For the records below, say how many lines contain the string "that". Give no other text.

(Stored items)
--*--

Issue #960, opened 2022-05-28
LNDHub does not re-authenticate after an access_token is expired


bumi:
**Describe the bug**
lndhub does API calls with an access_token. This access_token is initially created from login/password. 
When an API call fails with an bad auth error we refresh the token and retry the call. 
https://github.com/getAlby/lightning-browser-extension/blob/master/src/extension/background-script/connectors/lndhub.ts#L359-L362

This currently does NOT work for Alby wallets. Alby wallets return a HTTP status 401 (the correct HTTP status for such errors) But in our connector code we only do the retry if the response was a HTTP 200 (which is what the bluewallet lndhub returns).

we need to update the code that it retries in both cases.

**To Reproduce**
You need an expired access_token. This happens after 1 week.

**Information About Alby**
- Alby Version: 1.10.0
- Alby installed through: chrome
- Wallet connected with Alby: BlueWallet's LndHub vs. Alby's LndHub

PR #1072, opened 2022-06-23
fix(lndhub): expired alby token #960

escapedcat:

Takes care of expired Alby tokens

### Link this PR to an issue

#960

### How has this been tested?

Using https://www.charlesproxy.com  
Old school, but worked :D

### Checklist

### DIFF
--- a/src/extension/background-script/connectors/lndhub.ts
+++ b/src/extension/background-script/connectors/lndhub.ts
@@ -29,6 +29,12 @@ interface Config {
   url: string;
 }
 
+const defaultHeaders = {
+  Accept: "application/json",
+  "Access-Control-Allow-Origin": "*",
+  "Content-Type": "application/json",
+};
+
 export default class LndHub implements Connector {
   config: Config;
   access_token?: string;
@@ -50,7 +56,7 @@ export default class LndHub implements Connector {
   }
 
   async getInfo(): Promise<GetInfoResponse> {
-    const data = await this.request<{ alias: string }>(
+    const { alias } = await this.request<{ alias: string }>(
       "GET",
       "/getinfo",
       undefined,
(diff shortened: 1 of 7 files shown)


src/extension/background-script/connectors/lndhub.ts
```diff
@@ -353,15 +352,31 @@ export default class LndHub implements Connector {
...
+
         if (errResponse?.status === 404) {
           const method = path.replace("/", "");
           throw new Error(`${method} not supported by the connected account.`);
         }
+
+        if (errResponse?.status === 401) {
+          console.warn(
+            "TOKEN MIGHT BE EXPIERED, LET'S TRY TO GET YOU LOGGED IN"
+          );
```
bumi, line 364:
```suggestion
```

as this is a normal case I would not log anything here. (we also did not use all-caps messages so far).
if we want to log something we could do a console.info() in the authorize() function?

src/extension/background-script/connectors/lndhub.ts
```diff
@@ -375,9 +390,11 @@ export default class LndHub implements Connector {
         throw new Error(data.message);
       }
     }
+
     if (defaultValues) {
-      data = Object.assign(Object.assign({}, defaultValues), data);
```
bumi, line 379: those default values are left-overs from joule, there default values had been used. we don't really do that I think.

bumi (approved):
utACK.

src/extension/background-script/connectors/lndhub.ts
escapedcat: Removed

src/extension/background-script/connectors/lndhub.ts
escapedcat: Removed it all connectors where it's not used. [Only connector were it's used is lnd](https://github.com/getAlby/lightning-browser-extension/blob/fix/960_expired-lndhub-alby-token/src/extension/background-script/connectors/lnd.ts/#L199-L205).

--*--

[The completed task]
2